Give back exactly the lines of the data below, starting with the line that has "status_index_ = DeclareDiscreteState(1);" and going on through the line that has "mposa: I could".

— EXERCISE MATERIALS —
··········

PR #182, opened 2020-07-23
Update Dockerfile

mposa:
A bug in InputSupervisor was caught by unit tests (hooray) combined with recent Drake updates. Some of our old code assumed a single discrete value (needed to use `[]` operator), but we had two declared. I updated the class to use a single, length 2, discrete value.

Also increments the Dockerfile version tag to trigger a rebuild with a fresh dependency installation.

---
This change is [Reviewable](https://reviewable.io/reviews/dairlab/dairlib/182)

### DIFF
--- a/examples/Cassie/input_supervisor.cc
+++ b/examples/Cassie/input_supervisor.cc
@@ -1,4 +1,5 @@
 #include "examples/Cassie/input_supervisor.h"
+
 #include "systems/framework/output_vector.h"
 
 using drake::systems::Context;
@@ -24,7 +25,8 @@ InputSupervisor::InputSupervisor(
   command_input_port_ =
       this->DeclareVectorInputPort(TimestampedVector<double>(num_actuators_))
           .get_index();
-  state_input_port_ = this->DeclareVectorInputPort(OutputVector<double>(
+  state_input_port_ = this
+                          ->DeclareVectorInputPort(OutputVector<double>(
                               num_positions_, num_velocities_, num_actuators_))
                           .get_index();
 
@@ -41,8 +43,10 @@ InputSupervisor::InputSupervisor(
           .get_index();
 
   // Create error flag as discrete state
-  n_consecutive_fails_index_ = DeclareDiscreteState(1);
-  status_index_ = DeclareDiscreteState(1);
+  // Store both values in single discrete vector
+  DeclareDiscreteState(2);
+  n_fails_index_ = 0;
+  status_index_ = 1;
 
   // Create update for error flag
   DeclarePeriodicDiscreteUpdateEvent(update_period, 0,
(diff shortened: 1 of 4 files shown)


examples/Cassie/input_supervisor.cc
```diff
@@ -55,7 +59,8 @@ void InputSupervisor::SetMotorTorques(const Context<double>& context,
       (TimestampedVector<double>*)this->EvalVectorInput(context,
                                                         command_input_port_);
 
-  bool is_error = context.get_discrete_state(0)[0] >= min_consecutive_failures_;
```
yangwill, line 58: I get that our previous hardcoding of the discrete state index made us prone to bugs. But what is the advantage of declaring a single discrete state vector of length 2 over declaring multiple discrete state vectors of length 1? Asking because a lot of our code uses the latter and I just want to be consistent.

The pros that I can see of using a single discrete state vector is that we can avoid the `[0]` indexing of a vector of length 1 which makes the code more readable.

Cons:
- we have to manually keep track of the indices to make sure there are no duplicates - not difficult but makes us slightly more error prone. 
- This indexing method fails when we need to declare a discrete state of length > 1.

mposa: I could see it either way. I'm happy to revert if you think it's better the other way. For what it's worth, this PR was triggered by Drake updating to catch bugs, and our CI catching that update. Previously, when we called `context.get_discrete_state()[i]` (or similar) it was secretly calling `get_discrete_state(0)[i]`. The Drake change is to only permit `context.get_discrete_state()[i]` when there is only one discrete state.

Basically, I think this approach makes sense for a set of length-1 discrete states. If an element of the state is, itself, a vector, then I don't think this is a good idea.

> The pros that I can see of using a single discrete state vector is that we can avoid the `[0]` indexing of a vector of length 1 which makes the code more readable.

Exactly, this is what I was thinking. I think it's more readable and easier to write this way for simple systems like this.

> Cons:
> * we have to manually keep track of the indices to make sure there are no duplicates - not difficult but makes us slightly more error prone.

What do you mean by duplicates? We need to track indices with either approach.

> * This indexing method fails when we need to declare a discrete state of length > 1.

Yes, true

yangwill: When you call `DeclareDiscreteState()` it returns a unique index. How it's implemented here, the user has to manually set each index. Again, not difficult to do, but opens us up to potential errors.

I think this PR is fine as is and for future code we can use this indexing scheme unless we are using >1 length discrete states. The majority of our code only uses length-1 discrete states anyway.

mposa: Good point.

PR #342, opened 2026-04-01
Fix live seek hangs in CanvasSink random access

sor4chi:
## Summary
Random seeks on live HLS through `CanvasSink.getCanvas()` could hang indefinitely because packet retrieval kept waiting for the live edge to advance.

I think we needs to pass `CanvasSink(videoTrack, { skipLiveWait: true })` for live HLS scrubbing, but the random-access path in `CanvasSink` / `VideoSampleSink` did not propagate `skipLiveWait` down to `getPacket`, `getKeyPacket`, and `getNextPacket`, so the option had no effect.

This change threads `skipLiveWait` through the random-access sink path so live seeks can resolve using the currently known packets only.

## Changes
- add `skipLiveWait` to `PacketRetrievalOptions`
- propagate `skipLiveWait` through `BaseMediaSampleSink` packet retrieval paths
- add `skipLiveWait` to `CanvasSinkOptions`
- forward `skipLiveWait` from `CanvasSink` to `VideoSampleSink`

### DIFF
--- a/src/media-sink.ts
+++ b/src/media-sink.ts
@@ -65,6 +65,13 @@ export type PacketRetrievalOptions = {
 	 * its data, this option cannot be enabled together with `metadataOnly`.
 	 */
 	verifyKeyPackets?: boolean;
+
+	/**
+	 * When querying packets in live media that are in the future relative to the current live edge, Mediabunny will,
+	 * by default, wait for the stream to advance until the query can be satisfied. Set this to `true` to only use the
+	 * currently known packets and never wait for the live edge to catch up.
+	 */
+	skipLiveWait?: boolean;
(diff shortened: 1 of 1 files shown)


sor4chi:
I'm sorry, I did not realize you were already working on it. I am looking forward to the upcoming HLS support.

Vanilagy:
No worries. `skipLiveWait` is already on `PacketRetrievalOptions`, but you actually raise a good point that there's no way to set it using the higher-level sinks. I'll fix that!

Vanilagy:
Fixed in the linked commit

sor4chi:
Thanks! I really appreciate it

··········

— SOLUTION TO THIS EXERCISE —
-  status_index_ = DeclareDiscreteState(1);
+  // Store both values in single discrete vector
+  DeclareDiscreteState(2);
+  n_fails_index_ = 0;
+  status_index_ = 1;
 
   // Create update for error flag
   DeclarePeriodicDiscreteUpdateEvent(update_period, 0,
(diff shortened: 1 of 4 files shown)


examples/Cassie/input_supervisor.cc
```diff
@@ -55,7 +59,8 @@ void InputSupervisor::SetMotorTorques(const Context<double>& context,
       (TimestampedVector<double>*)this->EvalVectorInput(context,
                                                         command_input_port_);
 
-  bool is_error = context.get_discrete_state(0)[0] >= min_consecutive_failures_;
```
yangwill, line 58: I get that our previous hardcoding of the discrete state index made us prone to bugs. But what is the advantage of declaring a single discrete state vector of length 2 over declaring multiple discrete state vectors of length 1? Asking because a lot of our code uses the latter and I just want to be consistent.

The pros that I can see of using a single discrete state vector is that we can avoid the `[0]` indexing of a vector of length 1 which makes the code more readable.

Cons:
- we have to manually keep track of the indices to make sure there are no duplicates - not difficult but makes us slightly more error prone. 
- This indexing method fails when we need to declare a discrete state of length > 1.

mposa: I could see it either way. I'm happy to revert if you think it's better the other way. For what it's worth, this PR was triggered by Drake updating to catch bugs, and our CI catching that update. Previously, when we called `context.get_discrete_state()[i]` (or similar) it was secretly calling `get_discrete_state(0)[i]`. The Drake change is to only permit `context.get_discrete_state()[i]` when there is only one discrete state.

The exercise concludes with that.